Task prompt =
Write out the stretch of lines below that begins at the line with "radeksimko, line 40: Since" and ends at the line with "Thanks for the cleanup! 👍🏻", including both, exactly as given and nothing more.

Data for the task =
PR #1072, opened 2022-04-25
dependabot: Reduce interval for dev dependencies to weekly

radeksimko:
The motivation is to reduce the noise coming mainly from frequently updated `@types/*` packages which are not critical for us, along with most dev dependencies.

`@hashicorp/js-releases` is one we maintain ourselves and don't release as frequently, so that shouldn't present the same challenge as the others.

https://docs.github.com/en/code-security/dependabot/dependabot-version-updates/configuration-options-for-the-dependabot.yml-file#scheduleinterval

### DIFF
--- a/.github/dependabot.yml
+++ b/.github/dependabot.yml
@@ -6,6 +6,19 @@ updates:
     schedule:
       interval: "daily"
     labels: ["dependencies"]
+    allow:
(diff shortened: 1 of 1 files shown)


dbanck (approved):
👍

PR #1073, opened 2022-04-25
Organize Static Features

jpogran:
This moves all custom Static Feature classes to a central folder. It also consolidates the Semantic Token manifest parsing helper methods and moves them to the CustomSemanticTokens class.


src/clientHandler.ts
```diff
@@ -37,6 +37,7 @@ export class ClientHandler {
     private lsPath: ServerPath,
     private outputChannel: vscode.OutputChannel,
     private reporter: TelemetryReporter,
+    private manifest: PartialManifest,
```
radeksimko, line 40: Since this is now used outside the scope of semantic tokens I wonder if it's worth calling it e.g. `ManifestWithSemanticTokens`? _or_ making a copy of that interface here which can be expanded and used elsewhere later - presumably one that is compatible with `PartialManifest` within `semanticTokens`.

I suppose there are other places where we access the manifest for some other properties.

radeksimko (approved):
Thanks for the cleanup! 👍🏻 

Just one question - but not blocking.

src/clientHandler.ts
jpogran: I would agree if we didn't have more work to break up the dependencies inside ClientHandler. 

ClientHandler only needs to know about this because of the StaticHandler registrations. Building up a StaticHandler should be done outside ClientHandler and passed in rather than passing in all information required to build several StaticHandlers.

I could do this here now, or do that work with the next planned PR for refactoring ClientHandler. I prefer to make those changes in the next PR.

Reply =
radeksimko, line 40: Since this is now used outside the scope of semantic tokens I wonder if it's worth calling it e.g. `ManifestWithSemanticTokens`? _or_ making a copy of that interface here which can be expanded and used elsewhere later - presumably one that is compatible with `PartialManifest` within `semanticTokens`.

I suppose there are other places where we access the manifest for some other properties.

radeksimko (approved):
Thanks for the cleanup! 👍🏻 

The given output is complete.